Thread Subject: i <= 0 ??

Complex number are ordered in matlab. For the imaginary unit, i, for example, I get
? disp(i < 0 | i == 0)
ans =
     0
This may be consistent behavior. But it is certainly inconsistent with the following result:
? disp (i <= 0)
ans =
     1

On Oct 30, 1:55 pm, "Muhammad " <muh...@shaw.ca> wrote:
> Complex number are ordered in matlab. For the imaginary unit, i, for example, I get
> ? disp(i < 0 | i == 0)
> ans =
>      0
> This may be consistent behavior. But it is certainly inconsistent with the following result:
> ? disp (i <= 0)
> ans =
>      1

That's interesting:
>> disp(i>0)
     0
>> disp(i>=0)
     1
>> disp(i==0)
     0
>> disp(i<=0)
     1
>> disp(i<0)
     0

But then again, why would you compare i to zero anyways?

-Nathan

From the doc:

[... The operators <, >, <=, and >= use only the real part of their operands for the comparison. The operators == and ~= test real and imaginary parts. ..]

And to confuse even more, SORT uses another relation ordering (I believe the *magnitude* is compared)

>> sort([1+1i 2i])

ans =

   1.0000 + 1.0000i 0 + 2.0000i

>> 1+1i<=2i

ans =

     0

% Bruno

And you have not finish with another astonishing rule:

>> sort([0 1 -2])

ans =

    -2 0 1

 >> sort([1i 1 -2])

ans =

   1.0000 0 + 1.0000i -2.0000 % 1 <= -2 !!!


% Bruno

"Muhammad " <muhali@shaw.ca> wrote in message
news:hcfjrm$jcs$1@fred.mathworks.com...
> Complex number are ordered in matlab. For the imaginary unit, i, for
> example, I get
> ? disp(i < 0 | i == 0)
> ans =
> 0
> This may be consistent behavior. But it is certainly inconsistent with the
> following result:
> ? disp (i <= 0)
> ans =
> 1

Ordering where complex numbers are involved should be based on the real
parts. If 2 complex numbers have the same real part, then the imaginary part
(its absolute value) should break the tie.

In the first example, i<0 , here since real part of i which is 0 is NOT
less than zero then i<0 is false. For i==0, since the real parts are equal
(both are zero) then we look at the imaginary part to break the tie. Since
the abs value of the imaginary part of i (which is 1) is clearly not equal
to the imaginary part of zero, which is zero, then we get False again.
Hence the result false Or False is False as shown.

For the case of i<=0, the real part of i is zero, and the real part of 0 is
zero, so it is a tie, looking at the imaginary parts, the absolute value of
the imaginary part of i is 1, and the for 0 it is zero, hence 1<=0 should be
False.

Hence Matlab answer for i<=0 should be 0 not 1. This is a bug.
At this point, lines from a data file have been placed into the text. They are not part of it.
PR #95, opened 2024-07-22
JSL: Revert VirtualCutout, augment artwork

emspin:
This diff reverts unnecessary addition of VirtualCutout and adds helper functions to create `Cutout()` and `ForbidCopper()` regions using `VirtualArtwork`

### DIFF
--- a/src/landpatterns/VirtualLP.stanza
+++ b/src/landpatterns/VirtualLP.stanza
@@ -128,28 +128,6 @@ public defmethod make-landpattern (cu:VirtualCopper, pose:Pose = DEF_VLP_LOC) :
   inside pcb-landpattern:
     copper(layer-index(cu)) = pose * shape(cu)
 
-public defstruct VirtualCutout <: VirtualElement :
-  shape:Shape
-
-  ; Virtual Element
-  name?:Maybe<String> with: (as-method => true)
-  class:Vector<String> with: (as-method => true)
-with:
-  constructor => #VirtualCutout
-  printer => true
-
-public defn VirtualCutout (
-  shape:Shape
-  --
-  name?:Maybe<String> = None(),
-  class:Seqable<String>|String = []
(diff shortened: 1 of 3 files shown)


src/landpatterns/VirtualLP.stanza
```diff
@@ -393,6 +363,33 @@ public defn add-artwork (
...
+  --
+  name:String = ?,
+  class:Seqable<String>|String = []
+  ) -> False:
+  append(vp, VirtualArtwork(Cutout(), shape, name? = name, class = class))
+
+doc: \<DOC>
+  Add keepout regions to the landpattern with a sequence of given shapes.
+<DOC>
+public defn add-keepouts (
```
callendorph, line 381: Why make `add-cutout` singular and `add-keepouts` plural with a sequence ? 

These inconsistencies are not good as part of a public facing API. 

Check the `add-copper` implementation - it has polymorphics that support both. This is the way these interfaces should be added.

src/landpatterns/packages.stanza
```diff
@@ -363,35 +363,6 @@ public defmethod build-cut-out (
...
-public defmethod make-cut-out (
-  pkg:Package
-  --
-  pose:Pose = DEF_LP_POSE
-  ):
-  inside pcb-landpattern:
-    val virt = VirtualLP(pose)
-    build-cut-out(pkg, virt)
-    make-landpattern(virt)
-
```
callendorph, line 394: Let's keep this part. I think adding this to the `Packages` interface is fine.

callendorph (approved):
1.  Let's make the interfaces consistent like `add-copper`.
2.  Let's keep the changes to `Package` - I think those interfaces are still work keeping. 

Other than that, looks good :+1:

callendorph:
Please run the unit tests before merging.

Or Matlab
uses some other logic to decide on these issues.

--Nasser

"Nasser M. Abbasi" <nma@12000.org> wrote in message <s1JGm.37806$Tx1.13127@newsfe15.iad>...
>
> Hence Matlab answer for i<=0 should be 0 not 1. This is a bug.

No.

> Or Matlab uses some other logic to decide on these issues.

Yes, they use the rules they list in the doc for these operators. See Bruno's earlier post for the rules in the doc:

[... The operators <, >, <=, and >= use only the real part of their operands for the comparison. The operators == and ~= test real and imaginary parts. ..]

I don't see any discrepancy between this example and their documented rules. Now if you don't like their documented rules, that is another matter ...

James Tursa

"Bruno Luong" <b.luong@fogale.findmycountry> wrote in message <hcfldp$pr1$1@fred.mathworks.com>...
> And you have not finish with another astonishing rule:
>
> >> sort([0 1 -2])
>
> ans =
>
> -2 0 1
>
> >> sort([1i 1 -2])
>
> ans =
>
> 1.0000 0 + 1.0000i -2.0000 % 1 <= -2 !!!

Hazardous indeed. A likely pitfall is, for example, if you want to sort the result of an ifft() output. Often you expect the output to be real-valued, and would expect the sorting to be done according to the real-part only, but forget that the output will have a residual complex part due to numerical round-off.

I guess it's worth cooking up a realsort() function and getting into the habit of using that...